# Eyebrow Powders for WOC



## Curly1908 (Aug 16, 2011)

Hey, ladies!  What brow powders do you use?  What shades do you use?  Do you use wax?

  	I've decided that I want to start filling in my eyebrows a bit with powder, and I wanted to hear the group's opinion!  (I find pencils to be too artificial looking for my personal tastes.)  I'm also not sure how dark I should go in a brow shade.  I think a brow powder the actual color of my hair would be too harsh/dark even though I have dark skin.

  	I'm considering:
  	Shiseido The Makeup Eyebrow & Eyeliner Compact -- Deep Brown or Black?
  	Benefit Brow Zings -- Dark?
  	LORAC Take A Brow -- Dark Brown?
  	Antastasia?


----------



## MissTiffany2U (Aug 17, 2011)

I use a pencil myself (Tarte Emphaseyes Brow in Medium Brown) but I've heard good things about the Smashbox brow powder and wax. I've heard heard of some women using eyeshadows as brow powder. Hope this helps...


----------



## Busttamuv3 (Aug 17, 2011)

I personally use MAC charcoal brown or MAC brow pencil in stud.  Any MAC eyeshadow will do really as long as you are within your shade range.  Sometimes for a natural look, I will just use Anastasia Brow Gel and it tends to darken my brows that way as well.


----------



## sss215 (Aug 17, 2011)

MAC Showstopper and Embark.  As far as coloring, they work pretty well.  I wet my 208 brush with  Fix+ or Ben Nye Final Seal, dip into the  powder and apply the color in short strokes until I achieve the brow look I desire.   Fix + is nice, but Ben Nye Final Seal keeps the color in place longer.


----------



## kimbunney (Aug 17, 2011)

I'm currently using NYX slim pencil in dark brown, but when I use powder it switches so often lol. Lately I was using Buck in my NAKED palette. Before that I was using the Milani brow kit.

  	I would love to try the Lorac brow kit tho I see it often.


----------



## afulton (Aug 18, 2011)

I alternate between Stud or Spiked MAC eyebrow pencil.  When I use powder, I use the following from MAC:  Expresso, Down Brown or the brown from the Spiced Chocolate quad.

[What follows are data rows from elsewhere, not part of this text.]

PR #993, opened 2016-08-30
Coordinate -> IndexVariable and other deprecations

### LINKED ISSUE #727: DataArray creation prone to errors when data shares dimension shapes
It seems like there would be unexpected behavior whenever someone creates a DataArray using data with some subset of dimensions that have the same shape, and when supplying coords as a dictionary of `coord_name: coords` pairs. Since the dictionary isn't ordered, won't it be unclear which dimension it is referring to?

Maybe that's not such a good description, here's an example:
```python
data = np.random.randn(20, 5, 5)
da = xarray.DataArray(data, {'1': np.arange(20),
                             '2': np.arange(15, 20),
                             '3': np.arange(5, 10)})
print(da.coords)

da = xarray.DataArray(data, {'10': np.arange(20),
                             '11': np.arange(15, 20),
                             '12': np.arange(5, 10)})
print(da.coords)
```

For the first dimension it's no problem, since it's the only one with length 20. For the 2nd and 3rd dimensions since they are the same shape, the coordinates will be assigned depending on which order python takes the keys, which means they could sometimes be flipped depending on something arbitrary like what you named a dimension.

It seems like this could be addressed by doing a quick check (when supplying coordinates in this fashion) to see if any of the dimensions of the coordinates are the same, and throwing a warning that behavior might be unstable. Or maybe it throws an error and says "if data coordinates are same length, please supply coordinate values in a tuple or list instead"?

shoyer:
- Renamed the ``Coordinate`` class from xarray's low level API to
  ``IndexVariable``. xref https://github.com/pydata/xarray/pull/947#issuecomment-238549129
- Deprecated supplying ``coords`` as a dictionary to the ``DataArray``
  constructor without also supplying an explicit ``dims`` argument. The old
  behavior encouraged relying on the iteration order of dictionaries, which is
  a bad practice (fixes #727).
- Removed a number of methods deprecated since v0.7.0 or earlier:
  ``load_data``, ``vars``, ``drop_vars``, ``dump``, ``dumps`` and the
  ``variables`` keyword argument alias to ``Dataset``.

### DIFF
--- a/doc/whats-new.rst
+++ b/doc/whats-new.rst
@@ -21,6 +21,19 @@ v0.9.0 (unreleased)
 Breaking changes
 ~~~~~~~~~~~~~~~~
 
+Deprecations
+~~~~~~~~~~~~
+
+- Renamed the ``Coordinate`` class from xarray's low level API to
+  :py:class:`~xarray.IndexVariable``.
+- Deprecated supplying ``coords`` as a dictionary to the ``DataArray``
+  constructor without also supplying an explicit ``dims`` argument. The old
+  behavior encouraged relying on the iteration order of dictionaries, which is
+  a bad practice (:issue:`727`).
+- Removed a number of methods deprecated since v0.7.0 or earlier:
+  ``load_data``, ``vars``, ``drop_vars``, ``dump``, ``dumps`` and the
+  ``variables`` keyword argument alias to ``Dataset``.
+
 Enhancements
 ~~~~~~~~~~~~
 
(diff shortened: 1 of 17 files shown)


shoyer:
> Maybe we should also rename Variable.to_coord() and IndexVariable.to_coord()?

Good catch, I meant to include this.

shoyer:
@benbovy any preference on whether I should submit this before or after your PR?

benbovy:
@shoyer feel free to merge this when you want. I can rebase my branch and resolve conflicts if needed.

shoyer:
OK, in it goes!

I set my brows with Show Off brow gel from MAC.


----------



## GucciGirl (Aug 18, 2011)

I use it all!!!! LOL!!! It just depends on what I am feeling. I use eyeshadows when I want powder but I like pencils too. Lately I have been using NYX wax pencil first and then I will use Lancome's Couture eyeshadow to fill in my brows. I really like the way it comes out. I also use Stila Nanda Devi.


----------



## Curly1908 (Aug 18, 2011)

Thx, ladies!  I ended up purchasing the LORAC brow kit.  I'm a huge fan of that brand (one of the most underrated & WOC friendly brands out there, actually), and the kit has great reviews!

  	I think I might check out that MAC Spiked pencil as well...


----------



## Ingenue (Aug 19, 2011)

I really like the effect of my eyeshadows on my brows.

  	When I want to just coat them, I use an Armani ETK shadow because they just color the hairs without weighing them down or making them stick together.

  	Shadows (brown):

  	MAC Studied Brown
  	Rock & Republic Tribal
  	Tarte Werewolf

  	Shadows (black):

  	Rock & Republic Fatalistic
  	Louise Young Blackbear
  	Armani ETK #13

  	I switch my brow color from brown to black (or mixed) as the individual look calls for it.


----------



## sss215 (Aug 21, 2011)

Curly1908 said:


> Thx, ladies!  I ended up purchasing the LORAC brow kit.  I'm a huge fan of that brand (one of the most underrated & WOC friendly brands out there, actually), and the kit has great reviews!
> 
> I think I might check out that MAC Spiked pencil as well...



 	MUFE eyebrow corrector and the 208 brush are my staple items for brows, especially in the summer.  MAC Handwritten is another good brown.


----------